Straightening generative paths with optimal transport

Flow matching trains a velocity field $v_\theta(x, t)$ to transport a simple base distribution to data along a path. The trouble, in its naive form, is that the paths can be curved — and curved paths are expensive to integrate and high-variance to learn from. Optimal transport fixes this beautifully.

The setup

Pick a base sample $x_0 \sim \mathcal{N}(0, I)$ and a data sample $x_1$, and interpolate linearly:

$$ x_t = (1 - t)\,x_0 + t\,x_1, \qquad t \in [0, 1]. $$

The velocity along this straight interpolant is constant, $x_1 - x_0$, so the flow-matching objective is just a regression:

$$ \mathcal{L} = \mathbb{E}_{t,\,x_0,\,x_1}\Big[\, \big\lVert v_\theta(x_t, t) - (x_1 - x_0) \big\rVert^2 \,\Big]. $$

Where the coupling matters

Here's the subtlety: how do we pair $x_0$ with $x_1$? If we pair them independently, different $(x_0, x_1)$ interpolants cross, and the marginal velocity the network must learn becomes curved and high-variance.

Instead, draw the pair from an optimal-transport coupling $\pi_{\text{OT}}$. Within a minibatch this is cheap — and in one dimension it's exact: just sort and rank-pair. OT coupling minimizes the expected squared displacement, so on average the straight interpolants don't cross:

$$ \pi_{\text{OT}} = \arg\min_{\pi}\ \mathbb{E}_{(x_0, x_1)\sim\pi}\ \lVert x_1 - x_0 \rVert^2. $$

The payoff is concrete. Straighter paths mean:

fewer integration steps at inference — four Euler steps can be enough;
lower-variance targets during training;
and a cleaner link to the theory of Wasserstein geodesics.

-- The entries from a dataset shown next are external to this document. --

PR #754, opened 2026-06-11
MLX: fix gated-delta (Qwen3.5) training and add fused backward kernels

Lyxot:
## Summary

Gated-delta (linear attention) models — qwen3_5, qwen3_5_moe, qwen3_next, kimi_linear — could not be trained properly on MLX: the memory-efficient custom VJP never reached any call site, and the training recurrence ran as an unrolled per-token Python loop that is both slow and hostile to `mx.compile`. This PR fixes the two bugs and replaces the recurrence backward with fused Metal kernels: Qwen3.5-0.8B LoRA training goes from ~140 tok/s with corrupt gradients (current main) to **~1,100 tok/s with correct gradients at 5x less memory**.

## What changed

- **Rebind stale `gated_delta_update` consumer imports** — `patch_gated_delta()` only rebound `mlx_lm.models.gated_delta.gated_delta_update`, but every consumer (mlx_lm qwen3_5 / qwen3_next / kimi_linear, mlx_vlm qwen3_5) binds the symbol via from-import at module load, so the custom VJP had been dead code since it was introduced. An identity-matched `sys.modules` sweep rebinds stale references; modules shipping their own implementation are never touched.

- **Install the VJP for qwen3_next and kimi_linear too** — the patch trigger was gated on `"qwen3_5" in model_type`; it now detects gated-delta layers structurally (class name + `A_log`/`dt_bias` pair, deliberately excluding Mamba/SSM mixers which share the parameters but not the recurrence).

- **Fused Metal backward kernels** — forward reuses mlx-lm's fused `gated_delta_kernel` per 64-step chunk (chunk-boundary states fall out as the chunk outputs); backward replays chunk states into scratch (K1), then reverse-scans with atomic gradient accumulation (K2). The per-layer graph drops from ~25k unrolled ops to ~100 kernel launches, which also makes whole-step `mx.compile` viable. Calls outside kernel support (mask present, head dim not a multiple of 32, no Metal) fall back to the ops VJP automatically. Kernel pointer arithmetic is bounds-clean (no out-of-range pointer formation at chunk edges), and the reverse scan pre-reduces threadgroup rows in shared memory before issuing global atomics for d_q/d_k, cutting atomic traffic 4x (dispatch falls back to the ops VJP for head dims that would leave a partial threadgroup).

- **Vectorized-gating support** — extends the kernels to kimi_linear's per-column gating (`g: [B, T, Hv, Dk]`) via the same template-flag pattern mlx-lm's forward kernel uses. Every gated-delta architecture in mlx-lm now trains on the kernel path.

- **Unify with #738's VLM patch** — `patch_gated_delta_vlm`'s mlx-vlm >= 0.6 branch now routes training through the fused-kernel dispatch (its previous ops-VJP routing under whole-step `mx.compile` would hit the `compile_fuse` blow-up this PR eliminates); its legacy-layout branch is dropped (the sweep already rebinds mlx-vlm 0.4-0.5 from-imports); the sweep recognizes the sibling patch instead of warning about a foreign implementation.

- **Tests** — consolidated into `tests/test_mlx_gated_delta_vjp.py`: binding-sweep and detection tests run on CI via the torch shim; gradient-parity tests (Metal-only) pin both the ops and kernel VJPs against plain `mx` autodiff at batch sizes 2-4, across GQA, multi-chunk, uneven tails, and both gating forms.

## Benchmark

Qwen3.5-0.8B, bf16 LoRA r=8, batch 2, seq <= 2048, gradient checkpointing on, 10 steps (~37.7k trained tokens) over a synthetic dataset of 16 long prompts (repeated reasoning filler in 5 length buckets up to the seq cap; identical rows for all four configurations), M-series 128 GB, mlx 0.31.2 / mlx-lm 0.31.3 / mlx-vlm 0.5.0:

| configuration | avg tok/s | wall time | peak GPU | 
|---|---|---|---|
| main | 141 | 272 s | 37.5 GB |
| main, `compile=False` | 136 | 277 s | 12.8 GB |
| upstream `mlx_vlm.lora` | 89 | ~425 s | 38.9 GB |
| **this PR** | **1,244** | **32 s** | **7.4 GB** |

(Upstream `mlx_vlm.lora` measured on 0.5.0; on 0.6.2 it crashes with `Primitive::vjp not implemented for CustomKernel` before the first step.)

## Validation

- **Gradient parity vs plain `mx` autodiff** (not vs the previous implementation — which is how the batch-stride bug evaded its original verification): <= 1e-7 fp32 / bf16-rounding bounded across GQA, multi-chunk, uneven tails, scalar + vectorized gating, batch 2-4, for both the ops and kernel VJPs.
- **Cross-framework parity vs CUDA**: the trainer-owned LoRA harness (fingerprint-verified identical token batches, trainer-owned AdamW + matched LR schedule, TF32 off) shows mean per-step loss difference < 0.005 against `UnslothTrainer` on an RTX 4070 SUPER over 30 steps of OpenMathReasoning-mini, for qwen3_5-0.8b through these kernels as well as qwen3-0.6b / gemma3-270m controls.
- **Real-model runs**: Qwen3.5-0.8B end-to-end (training, save, cold-process reload with loss parity); Kimi-Linear-48B-A3B 4-bit QLoRA (binding sweep connects, vectorized kernels under quantized projections, finite decreasing loss at 29.2 GB peak).
- Atomic accumulation makes low-order gradient bits nondeterministic across runs, matching Metal reduction-order behavior elsewhere in the backend.


Lyxot:
@codex review

danielhanchen:
@codex review

danielhanchen:
@codex review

Inference under the right loss

One last trick I like. If your metric is mean absolute error, the optimal point estimate is the conditional median, not the mean. So at inference I sample $K$ noise seeds, integrate the ODE $\dot{x} = v_\theta(x, t)$ for each, and take the per-coordinate median:

$$ \hat{x}_1 = \operatorname{median}_{k=1,\dots,K}\ \Phi_\theta(x_0^{(k)}), $$

where $\Phi_\theta$ is the learned flow map. It's a small thing, but it's the statistically correct way to turn a generative model into a point predictor — and it's exactly what made the difference in my Padova traffic project.

That's the whole idea: let optimal transport choose the geometry, and let the loss choose the estimator.